A mean F1-score calculates as the mean of individual F1-scores for each category:

$$
  F1_{mean}  = \frac{1}{n}  \sum_{k=1}^n F1_{k}
$$ 

In [None]:
def mean_f1_score(predictions_table):
    '''
    Function to return the mean F1-score.
    
    Input: 
    - prediction table with columns named 'labels' for true values and 'y_pred' for predicted values

    Output:
    - mean F1-score
    '''
    
    cm = confusion_matrix(predictions_table.labels, predictions_table.y_pred, labels = ["complex", "healthy", "rust", "scab"], normalize = None)

    TPS = []
    FPS = []
    F = []

    for i in range(len(cm)):
       TPS.append(np.diagonal(cm)[i])
       FPS.append(cm[:,i].sum() - TPS[i])
    
    for r,value in enumerate(TPS):
      F.append(value / (value + 0.5*(value + FPS[r])))
      #print(F[r]) # debugging
    return np.mean(F)
    

In [None]:
mean_f1_score(predictions_resnet_trainable)

The mean F1-score is about 0.63 for our best model. We thereby score in the mid-field of the 2021 competition leaderboard. We think this a good result given the short time period we had for this project, the relatively small number of hidden layers and low number of epochs. This can certainly be improved, however, and we offer some suggestions for improvement in the conclusion. 

## 6.5 Conclusions

We have trained 3 different models: A custom CNN, an unaltered `resnet50` with a custom dense network, and a re-trained `resnet50`. It was not unsurprising to us that the re-trained `resnet50` model performed best. However, it did not reach the 97% accuracy reported by 
[Thapa et al. (2020)](https://bsapubs.onlinelibrary.wiley.com/doi/10.1002/aps3.11390) and it is unclear whether the performance of our model would improve with further training.

The biggest issue we have encountered is dealing with the IO bottleneck, which made testing new approaches and models very time consuming.
Finally, we present a list of possible things we have discussed implementing that could increase the predictive accuracy of our models, but we have not had the time to check.
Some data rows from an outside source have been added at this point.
PR #8347, opened 2024-09-25
[discover] fix too many queries sent

kavilla:
### Description

Fixes the issue where too many queries were being fired. A number of things were being called because the dependency array was triggering updates and re-calls. Forcing a re-render of elements that had the possibility of updating the query manager.

Includes some tests.

### Issues Resolved

n/a

## Testing the changes

locally and tests

## Changelog

- fix: prevent too many queries sent from dataset selector

### Check List

- [ ] All tests pass
  - [ ] `yarn test:jest`

### DIFF
--- a/src/plugins/data/public/query/query_string/query_string_manager.ts
+++ b/src/plugins/data/public/query/query_string/query_string_manager.ts
@@ -31,7 +31,7 @@
 import { BehaviorSubject } from 'rxjs';
 import { skip } from 'rxjs/operators';
 import { CoreStart } from 'opensearch-dashboards/public';
-import { isEqual, debounce } from 'lodash';
+import { isEqual } from 'lodash';
 import { Dataset, DataStorage, Query, TimeRange, UI_SETTINGS } from '../../../common';
 import { createHistory, QueryHistory } from './query_history';
 import { DatasetService, DatasetServiceContract } from './dataset_service';
@@ -123,14 +123,6 @@ export class QueryStringManager {
       this.query$.next(newQuery);
     }
   };
-
-  /**
-   * Updates the query with debounce
-   * @param {Query} query
-   */
-  public debouncedSetQuery = debounce((query: Partial<Query>) => {
-    this.setQuery(query);
-  }, 100);
 
   /**
    * Resets the query to the default one.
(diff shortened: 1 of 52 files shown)


abbyhu2000 (approved):

src/plugins/data/public/ui/dataset_selector/index.tsx
```diff
@@ -17,25 +17,21 @@ interface ConnectedDatasetSelectorProps {
...
-  const initialDataset = queryString.getQuery().dataset || queryString.getDefaultQuery().dataset;
-  const [selectedDataset, setSelectedDataset] = useState<Dataset | undefined>(initialDataset);
-
-  useEffect(() => {
-    const subscription = queryString.getUpdates$().subscribe((query) => {
-      setSelectedDataset(query.dataset);
-    });
-
-    return () => subscription.unsubscribe();
-  }, [queryString]);
```
sejli, line 29: I remember being confused why this is here. Was there a reason why we needed two places to set the selected dataset?

sejli (approved):
Amazing

src/plugins/data/public/ui/dataset_selector/index.tsx
kavilla: not positive. probably was just code that was intended to be cleaned up i think i at one point we would set the query at the configurator level instead of using the function that we passed in to set it and then when we got time to wire up and use the passed in function it caused some issue with re-rendering.

src/plugins/data/public/query/query_string/query_string_manager.ts
```diff
@@ -68,6 +68,7 @@ export class QueryStringManager {
     const query = {
       query: defaultQuery,
       language: defaultLanguageId,
+      dataset: undefined,
```
abbyhu2000, line 71: why is this necessary? i see query is used to construct `newQuery` and dataset is set to be defaultDataset in line 81

kavilla: my linter was complaining because i thought the return type was just query language

joshuali925 (approved):
nice, lgtm

sejli (approved):

abbyhu2000 (approved):

kavilla:
failures unrelated and i think another PR is fixing it.

PR #8931, opened 2024-11-26
[Auto Suggest] DQL Parsing updates and Fixes

paulstn:
### Description

~NOTE: PR is based on https://github.com/opensearch-project/OpenSearch-Dashboards/pull/8275, can only be merged when the aforementioned is~
They are relatively separate PRs, can decouple

Fixes DQL issues such as:
- DQL 'ID' definition, so that ANTLR can parse field names that contain an 'at' + slight adjustments
- Putting double quotes on values to let ANTLR parse the query even if the values contain offending symbols

https://github.com/user-attachments/assets/9b86b5db-2076-4af4-9b49-9a164b09abd0

- Changing field to only add an EQ (`:`) if the field is of type boolean or keyword, and suggest every other operator type
image

Every file under `.generated` can be ignored

## Changelog

- fix: DQL autocomplete better parsing and fixes

### Check List

- [ ] All tests pass
  - [ ] `yarn test:jest`


joshuali925 (approved):

src/plugins/data/public/antlr/dql/code_completion.ts
```diff
@@ -247,14 +247,21 @@ export const getSuggestions = async ({
...
+              insertText: `"${val}" `,
             };
           })
         );
       }
     }
 
-    const dqlOperators = new Set([DQLParser.AND, DQLParser.OR, DQLParser.NOT]);
+    const booleanOperators = new Set([DQLParser.AND, DQLParser.OR, DQLParser.NOT]);
+    const operators = new Set([
```
mengweieric, line 258: nit. may use more descriptive naming here, something like `singleQuoteWrappedOperators` to align with the above `booleanOperators` naming

src/plugins/data/public/antlr/dql/code_completion.ts
```diff
@@ -135,7 +127,15 @@ export const getSuggestions = async ({
 
     // check to see if field rule is a candidate. if so, suggest field names
     if (candidates.rules.has(DQLParser.RULE_field)) {
-      completions.push(...fetchFieldSuggestions(indexPattern, (f: any) => `${f}: `));
+      completions.push(
```
mengweieric, line 130: tests?

mengweieric (commented):
do we know what are the list of offending symbols that this PR addresses?

src/plugins/data/public/antlr/dql/code_completion.ts
paulstn: they're in `code_completion.test.ts`

paulstn:
> do we know what are the list of offending symbols that this PR addresses?

the symbol that resulted in this pr being made was `@`, but I expanded the definition to align with PPL/SQL fields, since they would have the right pattern to match with OSD field names

src/plugins/data/public/antlr/dql/code_completion.ts
paulstn: changed it to relationalOperators

src/plugins/data/public/antlr/dql/code_completion.ts
paulstn: To clarify, these lines are definitely covered in the tests. There's one test that explicitly covers it, under "Test field suggestions" -> "basic field suggestion". I just put console logs on all of these lines and verified that they're each covered through this test and many others in the file.

mengweieric (approved):

PR #8917, opened 2024-11-23
datepicker conditional render

kavilla:
### Check List

- [ ] All tests pass
  - [ ] `yarn test:jest`
  - [ ] `yarn test:jest_integration`
- [ ] New functionality includes testing.
- [ ] New functionality has been documented.
- [ ] Update [CHANGELOG.md](./../CHANGELOG.md)
- [ ] Commits are signed per the DCO using --signoff

PR #8901, opened 2024-11-20
Backport 8896 and 8851 to 2.x

amsiglan:
### Description
Backport #8896 and #8851 to 2.x

## Screenshot
N/A

## Testing the changes
N/A

### Check List

- [ ] All tests pass
  - [ ] `yarn test:jest`
  - [ ] `yarn test:jest_integration`
- [ ] New functionality includes testing.
- [ ] New functionality has been documented.
- [ ] Update [CHANGELOG.md](./../CHANGELOG.md)
- [ ] Commits are signed per the DCO using --signoff

PR #8932, opened 2024-11-26
[Discover] Support custom logic to insert time filter based on dataset type

joshuali925:
### Description

Continue on https://github.com/opensearch-project/OpenSearch-Dashboards/pull/8917

This PR
- allows dataset to override `hideDatePicker` per language for custom logic to insert time filter into query
- disables submit button if time field is not selected in dataset configurator

### Issues Resolved

closes https://github.com/opensearch-project/OpenSearch-Dashboards/pull/8917

## Changelog
- feat: Support custom logic to insert time filter based on dataset type

### Check List

- [ ] All tests pass
  - [ ] `yarn test:jest`

### DIFF
--- a/src/plugins/data/public/query/query_string/dataset_service/types.ts
+++ b/src/plugins/data/public/query/query_string/dataset_service/types.ts
@@ -45,8 +45,8 @@ export interface DatasetTypeConfig {
   title: string;
   languageOverrides?: {
     [language: string]: {
-      /** The overrides transfer the responsibility of handling the input from
-       * the language interceptor to the dataset types strategy. */
+      /** The override transfers the responsibility of handling the input from
+       * the language interceptor to the dataset type search strategy. */
       hideDatePicker?: boolean;
     };
   };
--- a/src/plugins/data/public/query/query_string/dataset_service/types.ts
+++ b/src/plugins/data/public/query/query_string/dataset_service/types.ts
@@ -43,6 +43,13 @@ export interface DatasetTypeConfig {
   id: string;
   /** Human-readable title for the dataset type */
   title: string;
+  languageOverrides?: {
+    [language: string]: {
+      /** The overrides transfer the responsibility of handling the input from
+       * the language interceptor to the dataset types strategy. */
+      hideDatePicker?: boolean;
+    };
+  };
   /** Metadata for UI representation */
   meta: {
     /** Icon to represent the dataset type */
@@ -51,7 +58,7 @@ export interface DatasetTypeConfig {
     tooltip?: string;
     /** Optional preference for search on page load else defaulted to true */
     searchOnLoad?: boolean;
-    /** Optional supportsTimeFilter determines if a time filter is needed */
+    /** Optional supportsTimeFilter determines if a time field is supported */
     supportsTimeFilter?: boolean;
     /** Optional isFieldLoadAsync determines if field loads are async */
     isFieldLoadAsync?: boolean;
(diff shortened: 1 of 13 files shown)


src/plugins/data/public/query/query_string/dataset_service/types.ts
```diff
@@ -43,6 +43,13 @@ export interface DatasetTypeConfig {
   id: string;
   /** Human-readable title for the dataset type */
   title: string;
+  languageOverrides?: {
```
ruanyl, line 46: Is there an example of how or when `languageOverrides` will be used?

src/plugins/query_enhancements/public/search/ppl_search_interceptor.ts
```diff
@@ -68,15 +69,33 @@ export class PPLSearchInterceptor extends SearchInterceptor {
...
   }
 
   private buildQuery() {
-    const query: Query = this.queryService.queryString.getQuery();
+    const { queryString } = this.queryService;
+    const query: Query = queryString.getQuery();
     const dataset = query.dataset;
     if (!dataset || !dataset.timeFieldName) return query;
+    const datasetService = queryString.getDatasetService();
+    if (datasetService.getType(dataset.type)?.languageOverrides?.PPL?.hideDatePicker === false)
```
ruanyl, line 96: It seems when `hideDatePicker === false`, `timeRange` is added to `params.body`, otherwise, the time filter is encapsulated in the PPL query on line 102. The time filter will anyway be added, is this by intention?

joshuali925: yes it's by intention, if `hideDatePicker === false`, then it's not automatically inserted. This allows custom logic to insert the time filter

ruanyl: I see, so when `timeRange` is added to `params.body`, then it's up to server side search strategy to decide how to use it, did I get it right?

src/plugins/query_enhancements/public/search/sql_search_interceptor.ts
```diff
@@ -62,6 +63,16 @@ export class SQLSearchInterceptor extends SearchInterceptor {
         .getDatasetService()
         .getType(datasetType);
       strategy = datasetTypeConfig?.getSearchOptions?.().strategy ?? strategy;
+
+      if (datasetTypeConfig?.languageOverrides?.SQL?.hideDatePicker === false) {
```
ruanyl, line 67: Is this just for consistency? Because I don't see it add time range in the query automatically in sql search interceptor.

ruanyl (approved):
Approved with some non-blocking questions :)

src/plugins/query_enhancements/public/search/ppl_search_interceptor.ts
joshuali925: right

src/plugins/query_enhancements/public/search/sql_search_interceptor.ts
joshuali925: the idea is that if there is a language override that sets `hideDatePicker: false`, then the search interceptor will not automatically insert the timeRange into query, but will pass `timeRange` to search strategy. Passing `timeRange` happens regardless of whether the search interceptor has logic to insert `timeRange`

Currently we don't have SQL query parser + builder so it's hard to insert time range to SQL, but if the search API for a specific dataset takes a SQL query and a separate time range parameter, then this will be useful

ananzh (approved):

joshuali925:
backport 2.x depends on https://github.com/opensearch-project/OpenSearch-Dashboards/pull/8901

PR #8981, opened 2024-11-27
add a new flag in timefilter service to disable time filter

ruanyl:
### Description

Update query assistant UX:

1. when query assistant is active(assistant input expanded), disable the time filter and do NOT add the time filter to the PPL query
2. when query assistant is collapse, enable the time filter and add the time filter to PPL

## Screenshot

https://github.com/user-attachments/assets/cbca812b-2f64-4d74-9c79-5e132a1ede2e

## Changelog

- feat: hide time filter when query assistant input is expanded

### Check List

- [ ] All tests pass
  - [ ] `yarn test:jest`


yubonluo (approved):

ruanyl:
> how come? apologies little bit defensive about the super date picker render because it's a source of a number of bugs due to the different variations of state it will be in. does this also mean if i expand query assist in discover and navigate to dashboards is the timefilter disabled still?

Hey @kavilla, no worry, I totally understand your concern.
> does this also mean if i expand query assist in discover and navigate to dashboards is the timefilter disabled still?

In this particular case(assistant toggle), the state is reset whenever the query assistant bar unmount. So the state won't persist when navigated to dashboards.

And back to the question why introducing a new API in timefilter service?
I've been thinking of keeping this state as a local state of query assistant, but the value needs to be read in several places:
1. The time filter UI component in `QueryEditorTopRow`
2. In the `PPLSearchInterceptor` to decide whether to add time filter to query or not

It ends up with spreading a local state to multiple component which is even a worse design in my opinion. So I decided to have it in a central place where all the components have access to. I may not be the discover profession, really appreciate if you have any suggestions :)

ruanyl:
Thanks @joshuali925 

> we want users to use query assist to add filters to everything including time field

This is actually not the intention, the major reason to introduce this change is the time filter in PPL query will conflict with the time filter on the page which confuses the users.

For example, if user asked "show all error logs in the past week" while having a different time range selected on the UI. Actually, this is not a query assist specific issue, but also a potential issue of regular ppl query, because user can write directly the time filter in the PPL query.

> Selecting or changing a time range on a calendar + quick select component is easier and faster than typing it out in natural language
Users might not change the time filter frequently in one debugging session. With the time filter they only need to set the time filter component once, but now they need to make sure to keep the time filter description in every question
LLM can make mistakes, and the query result would be useless when it uses the wrong time filter

I agree on this, as the PR is a fast fix that we agreed on with @ashwin-pc and @kgcreative 

> when users use query assist, they won't notice that there is already a time filter, and will be surprised if there are no results due to the time filter

> I have seen this before, but I'm not sure if disabling the time filter provides the best user experience. Discover already has a message to call out that no results might be caused by the time range selection. Maybe we can add some notice in query assist as well?

Thank you for sharing this. If people use ppl, I was thinking, can we have the assumption that the user is expected to be aware that PPL can contain time filter as it's valid ppl syntax?

> Although for now I don't have a strong opinion if the UX experts say it should work this way. I only have one concern: typically a disabled component just means I cannot change it and doesn't mean it's not in effect. Could the time filter be hidden instead of disabled?

Good question, I saw the current behaviour of hiding the time filter is when the selected data set doesn't support time filter, for example, it doesn't a time field. I was trying to differentiate it from such case, because in such case, the selected data set actually supports time filter, but just temporary unavailable intentionally.

joshuali925:
> I agree on this, as the PR is a fast fix that we agreed on with @ashwin-pc and @kgcreative

Got it, will there be a plan for long term fix or will this be it?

- Using a subset of (the subset of) the data set. 
    - This will increase how much iterations we can train our models for, but also reduce the data available at each iteration. There is a possibly a sweet spot in this trade-off.
- Trying different classifiers, since we've very much sticked to a basic one throughout the project.
- Doing manual data augmentation to pre-extract features with `resnet50`.
    - This would allow to train the classifier in a fraction of the current time re-loading all images per iteration.
- Going back to using original labels. 
    - Maybe our simplification has increased the noise to signal ratio in our data.